* _WORK REQUEST_: Please write out every line of the material exactly.

- Opening Delimiter -

PR #179, opened 2022-09-13
feat: make typescript client typesafe

Pagebakers:
#### Checklist

- [x] run `make test`


Pagebakers:
The pure TypeScript client now accepts an `Operation` type that defines all operations with input and data types to make all operation methods typesafe.

Adding `TypeScriptClientTemplate` to a project will generate the `Operation` types and a `createClient` function.

Added an example with Vite and SWR in `package/vite-testapp`

packages/nextjs-testapp/pages/authentication.tsx
```diff
@@ -75,12 +76,12 @@ const ProtectedLiveWeather: FC<{ city: string }> = ({ city }) => {
 			{liveWeather.result.status === 'error' && <p>Error</p>}
 			{liveWeather.result.status === 'ok' && (
 				<div>
-					<h3>City: {liveWeather.result.data.getCityByName.name}</h3>
-					<p>{JSON.stringify(liveWeather.result.data.getCityByName.coord)}</p>
+					<h3>City: {liveWeather.result.data.getCityByName?.name}</h3>
+					<p>{JSON.stringify(liveWeather.result.data.getCityByName?.coord)}</p>
```
StarpTech, line 80: Why is it still required to access `getCityByName` when there is only one prop in response?

packages/vite-testapp/src/hooks/swr.ts
```diff
@@ -0,0 +1,97 @@
...
+>(
+	operationName: OperationName,
+	config?: SWRConfiguration
+) => {
+	const response = useSWR(operationName, null, config);
+
+	return {
+		...response,
+		async mutate(input: Input, options: MutatorOptions<Data>) {
+			const result = await client.mutate({
```
StarpTech, line 52: Here too: This doesn't look as designed.

StarpTech (changes requested):

packages/nextjs-testapp/pages/authentication.tsx
Pagebakers: I didn't change the nextjs interface in this PR.

Pagebakers: I didn't change the nextjs interface in this PR.

packages/vite-testapp/src/hooks/swr.ts
```diff
@@ -0,0 +1,97 @@
...
+	operationName: OperationName,
+	input: Input,
+	config: SWRConfiguration & { isLiveQuery: LiveQuery }
+): SWRResponse<Data, ResultError> => {
+	const [key] = useState({ operationName, input, isLiveQuery: config?.isLiveQuery });
+	const response = useSWR(key, null, config);
+	useEffect(() => {
+		const abort = new AbortController();
+		client.subscribe(
+			{ ...key, abortSignal: abort.signal } as unknown as SubscriptionProps<
```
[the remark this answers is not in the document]
Pagebakers: Yeah if you have ideas, since these hooks are only used for testing and no official release I didn't want to spent any more time on it for now.

packages/sdk/src/codegen/templates/typescript/react.ts
```diff
@@ -80,18 +81,18 @@ export class TypescriptReactHooks implements Template {
...
-	op.InternalVariablesSchema.properties !== undefined &&
-	Object.keys(op.InternalVariablesSchema.properties).length !== 0;
+// export const hasInternalInput = (op: GraphQLOperation): boolean =>
+// 	op.InternalVariablesSchema.properties !== undefined &&
+// 	Object.keys(op.InternalVariablesSchema.properties).length !== 0;
 
-export const hasInjectedInput = (op: GraphQLOperation): boolean =>
-	op.InjectedVariablesSchema.properties !== undefined &&
-	Object.keys(op.InjectedVariablesSchema.properties).length !== 0;
+// export const hasInjectedInput = (op: GraphQLOperation): boolean =>
```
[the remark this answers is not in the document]
Pagebakers: Oh forgot this!

packages/vite-testapp/src/hooks/swr.ts
```diff
@@ -0,0 +1,97 @@
...
+
+	return {
+		...response,
+		async mutate(input: Input, options: MutatorOptions<Data>) {
+			const result = await client.mutate({
+				operationName,
+				input,
+			} as unknown as MutationProps<OperationName, ClientMutationArgs<Input>>);
+
+			if (result.status === 'ok') {
```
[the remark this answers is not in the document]
Pagebakers: How should we handle that here? just throw the error?

packages/vite-testapp/src/hooks/swr.ts
Pagebakers: Doesn't look as as designed?

packages/vite-testapp/src/App.tsx
```diff
@@ -0,0 +1,49 @@
...
+const LiveWeather: React.FC<{ city: string }> = ({ city }) => {
+	const liveWeather = useSubscription('Weather', { forCity: city }, { isLiveQuery: true });
+
+	return (
+		<div>
+			{liveWeather.isValidating && <p>Loading...</p>}
+			{liveWeather.error && <p>Error</p>}
+			{liveWeather.data && (
+				<div>
+					<h3>City: {liveWeather.data.getCityByName?.name}</h3>
```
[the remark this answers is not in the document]
StarpTech: No I mean 

```ts
const { data } = useSubscription()
data.name
```

packages/vite-testapp/src/hooks/swr.ts
StarpTech: I mean this PR is about type safety, but this example has type conversions.

packages/vite-testapp/src/hooks/swr.ts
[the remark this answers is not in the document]
StarpTech: Same semantics as in SWR.
```ts
const { data, error } = useMutation()
```

> The returned value will be passed as data, and if it throws, it will be caught as error.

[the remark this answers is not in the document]
StarpTech: There should be no "partial" state

packages/vite-testapp/src/hooks/swr.ts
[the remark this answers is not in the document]
StarpTech: If this PR isn't about type safety then I don't understand the scope of this PR. The example represents the final SWR client, isn't it?

StarpTech (changes requested):

packages/vite-testapp/src/App.tsx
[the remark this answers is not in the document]
jensneuse: `getCityByName` is the root field of the Query, it cannot be omitted. An operation can have multiple root fields, therefore you must include them.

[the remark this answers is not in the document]
StarpTech: ah, you're right! I had the operation -> single root field image in my mind :face_with_spiral_eyes:

packages/vite-testapp/src/hooks/swr.ts
```diff
@@ -0,0 +1,149 @@
...
+	options: UseQueryOptions<LiveQuery> = {}
+): SWRResponse<Data, ResultError> => {
+	const { isLiveQuery, enabled = true, ...config } = options;
+	const key = { operationName, input };
+	const [_key] = unstable_serialize(key);
+	const response = useSWR(enabled ? key : null, !isLiveQuery ? queryFetcher : null, config);
+
+	useEffect(() => {
+		let unsubscribe: () => void;
+		if (isLiveQuery && enabled) {
```
jensneuse, line 60: Is it possible to move this outside of the effect and just use plain js?
Otherwise, all useQuery calls will have this effect, right?

jensneuse (approved):

packages/vite-testapp/src/hooks/swr.ts
Pagebakers: I thought about it, but otherwise we cannot cleanup the subscription if components get unmounted. Since it's a hook we cannot make the entire statement conditional.

the useEffect wont' do anything if it's not a liveQuery, so it does not add much overhead.

packages/sdk/src/client/index.ts
```diff
@@ -195,28 +232,30 @@ export class WunderGraphClient<Role> {
...
+						...this.extraHeaders,
+						'Content-Type': 'application/json',
+						'WG-SDK-Version': this.sdkVersion,
+					},
+					method: 'GET',
+					signal: subscription?.abortSignal,
+				});
 
 				if (!this.isOK(response) || response.body == null) {
 					cb(this.errorResult(response));
```
StarpTech, line 261: This currently swallows the original error. https://github.com/wundergraph/wundergraph/blob/main/packages/sdk/src/client/index.ts#L314

The should be able to access the original error.

StarpTech (changes requested):

packages/sdk/src/client/index.ts
StarpTech: This is a bit more complicated. `errorResult` is fine because it only executes for requests with statusCode != `200` so we are talking about gateway errors. The issue with this implementation is that the client maps statusCodes to gateway errors. We should just pass the gateway error to the client.

Pagebakers: This issue existed already in the client. I would say we create another issue to improve this, so we can ship the improved types.

StarpTech: ok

- Closing Delimiter -

* _SOLVED EXERCISE_:
PR #179, opened 2022-09-13
feat: make typescript client typesafe

Pagebakers:
#### Checklist

- [x] run `make test`


Pagebakers:
The pure TypeScript client now accepts an `Operation` type that defines all operations with input and data types to make all operation methods typesafe.

Adding `TypeScriptClientTemplate` to a project will generate the `Operation` types and a `createClient` function.

Added an example with Vite and SWR in `package/vite-testapp`

packages/nextjs-testapp/pages/authentication.tsx
```diff
@@ -75,12 +76,12 @@ const ProtectedLiveWeather: FC<{ city: string }> = ({ city }) => {
 			{liveWeather.result.status === 'error' && <p>Error</p>}
 			{liveWeather.result.status === 'ok' && (
 				<div>
-					<h3>City: {liveWeather.result.data.getCityByName.name}</h3>
-					<p>{JSON.stringify(liveWeather.result.data.getCityByName.coord)}</p>
+					<h3>City: {liveWeather.result.data.getCityByName?.name}</h3>
+					<p>{JSON.stringify(liveWeather.result.data.getCityByName?.coord)}</p>
```
StarpTech, line 80: Why is it still required to access `getCityByName` when there is only one prop in response?

packages/vite-testapp/src/hooks/swr.ts
```diff
@@ -0,0 +1,97 @@
...
+>(
+	operationName: OperationName,
+	config?: SWRConfiguration
+) => {
+	const response = useSWR(operationName, null, config);
+
+	return {
+		...response,
+		async mutate(input: Input, options: MutatorOptions<Data>) {
+			const result = await client.mutate({
```
StarpTech, line 52: Here too: This doesn't look as designed.

StarpTech (changes requested):

packages/nextjs-testapp/pages/authentication.tsx
Pagebakers: I didn't change the nextjs interface in this PR.

Pagebakers: I didn't change the nextjs interface in this PR.

packages/vite-testapp/src/hooks/swr.ts
```diff
@@ -0,0 +1,97 @@
...
+	operationName: OperationName,
+	input: Input,
+	config: SWRConfiguration & { isLiveQuery: LiveQuery }
+): SWRResponse<Data, ResultError> => {
+	const [key] = useState({ operationName, input, isLiveQuery: config?.isLiveQuery });
+	const response = useSWR(key, null, config);
+	useEffect(() => {
+		const abort = new AbortController();
+		client.subscribe(
+			{ ...key, abortSignal: abort.signal } as unknown as SubscriptionProps<
```
[the remark this answers is not in the document]
Pagebakers: Yeah if you have ideas, since these hooks are only used for testing and no official release I didn't want to spent any more time on it for now.

packages/sdk/src/codegen/templates/typescript/react.ts
```diff
@@ -80,18 +81,18 @@ export class TypescriptReactHooks implements Template {
...
-	op.InternalVariablesSchema.properties !== undefined &&
-	Object.keys(op.InternalVariablesSchema.properties).length !== 0;
+// export const hasInternalInput = (op: GraphQLOperation): boolean =>
+// 	op.InternalVariablesSchema.properties !== undefined &&
+// 	Object.keys(op.InternalVariablesSchema.properties).length !== 0;
 
-export const hasInjectedInput = (op: GraphQLOperation): boolean =>
-	op.InjectedVariablesSchema.properties !== undefined &&
-	Object.keys(op.InjectedVariablesSchema.properties).length !== 0;
+// export const hasInjectedInput = (op: GraphQLOperation): boolean =>
```
[the remark this answers is not in the document]
Pagebakers: Oh forgot this!

packages/vite-testapp/src/hooks/swr.ts
```diff
@@ -0,0 +1,97 @@
...
+
+	return {
+		...response,
+		async mutate(input: Input, options: MutatorOptions<Data>) {
+			const result = await client.mutate({
+				operationName,
+				input,
+			} as unknown as MutationProps<OperationName, ClientMutationArgs<Input>>);
+
+			if (result.status === 'ok') {
```
[the remark this answers is not in the document]
Pagebakers: How should we handle that here? just throw the error?

packages/vite-testapp/src/hooks/swr.ts
Pagebakers: Doesn't look as as designed?

packages/vite-testapp/src/App.tsx
```diff
@@ -0,0 +1,49 @@
...
+const LiveWeather: React.FC<{ city: string }> = ({ city }) => {
+	const liveWeather = useSubscription('Weather', { forCity: city }, { isLiveQuery: true });
+
+	return (
+		<div>
+			{liveWeather.isValidating && <p>Loading...</p>}
+			{liveWeather.error && <p>Error</p>}
+			{liveWeather.data && (
+				<div>
+					<h3>City: {liveWeather.data.getCityByName?.name}</h3>
```
[the remark this answers is not in the document]
StarpTech: No I mean 

```ts
const { data } = useSubscription()
data.name
```

packages/vite-testapp/src/hooks/swr.ts
StarpTech: I mean this PR is about type safety, but this example has type conversions.

packages/vite-testapp/src/hooks/swr.ts
[the remark this answers is not in the document]
StarpTech: Same semantics as in SWR.
```ts
const { data, error } = useMutation()
```

> The returned value will be passed as data, and if it throws, it will be caught as error.

[the remark this answers is not in the document]
StarpTech: There should be no "partial" state

packages/vite-testapp/src/hooks/swr.ts
[the remark this answers is not in the document]
StarpTech: If this PR isn't about type safety then I don't understand the scope of this PR. The example represents the final SWR client, isn't it?

StarpTech (changes requested):

packages/vite-testapp/src/App.tsx
[the remark this answers is not in the document]
jensneuse: `getCityByName` is the root field of the Query, it cannot be omitted. An operation can have multiple root fields, therefore you must include them.

[the remark this answers is not in the document]
StarpTech: ah, you're right! I had the operation -> single root field image in my mind :face_with_spiral_eyes:

packages/vite-testapp/src/hooks/swr.ts
```diff
@@ -0,0 +1,149 @@
...
+	options: UseQueryOptions<LiveQuery> = {}
+): SWRResponse<Data, ResultError> => {
+	const { isLiveQuery, enabled = true, ...config } = options;
+	const key = { operationName, input };
+	const [_key] = unstable_serialize(key);
+	const response = useSWR(enabled ? key : null, !isLiveQuery ? queryFetcher : null, config);
+
+	useEffect(() => {
+		let unsubscribe: () => void;
+		if (isLiveQuery && enabled) {
```
jensneuse, line 60: Is it possible to move this outside of the effect and just use plain js?
Otherwise, all useQuery calls will have this effect, right?

jensneuse (approved):

packages/vite-testapp/src/hooks/swr.ts
Pagebakers: I thought about it, but otherwise we cannot cleanup the subscription if components get unmounted. Since it's a hook we cannot make the entire statement conditional.

the useEffect wont' do anything if it's not a liveQuery, so it does not add much overhead.

packages/sdk/src/client/index.ts
```diff
@@ -195,28 +232,30 @@ export class WunderGraphClient<Role> {
...
+						...this.extraHeaders,
+						'Content-Type': 'application/json',
+						'WG-SDK-Version': this.sdkVersion,
+					},
+					method: 'GET',
+					signal: subscription?.abortSignal,
+				});
 
 				if (!this.isOK(response) || response.body == null) {
 					cb(this.errorResult(response));
```
StarpTech, line 261: This currently swallows the original error. https://github.com/wundergraph/wundergraph/blob/main/packages/sdk/src/client/index.ts#L314

The should be able to access the original error.

StarpTech (changes requested):

packages/sdk/src/client/index.ts
StarpTech: This is a bit more complicated. `errorResult` is fine because it only executes for requests with statusCode != `200` so we are talking about gateway errors. The issue with this implementation is that the client maps statusCodes to gateway errors. We should just pass the gateway error to the client.

Pagebakers: This issue existed already in the client. I would say we create another issue to improve this, so we can ship the improved types.

StarpTech: ok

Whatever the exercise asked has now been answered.